Problem to work on –
Leaving out every line that comes before the one containing "fix: constrain side column width", output the rest of the records exactly, the final line included.

Data items:
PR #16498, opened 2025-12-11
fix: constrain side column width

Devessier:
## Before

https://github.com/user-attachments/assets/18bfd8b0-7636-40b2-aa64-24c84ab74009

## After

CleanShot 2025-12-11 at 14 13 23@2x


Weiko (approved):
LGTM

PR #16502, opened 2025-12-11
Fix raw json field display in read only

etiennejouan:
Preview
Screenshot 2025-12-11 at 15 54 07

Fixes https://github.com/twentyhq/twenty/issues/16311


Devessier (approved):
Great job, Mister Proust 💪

Solution –
fix: constrain side column width

Devessier:
## Before

https://github.com/user-attachments/assets/18bfd8b0-7636-40b2-aa64-24c84ab74009

## After

CleanShot 2025-12-11 at 14 13 23@2x


Weiko (approved):
LGTM

PR #16502, opened 2025-12-11
Fix raw json field display in read only

etiennejouan:
Preview
Screenshot 2025-12-11 at 15 54 07

Fixes https://github.com/twentyhq/twenty/issues/16311


Devessier (approved):
Great job, Mister Proust 💪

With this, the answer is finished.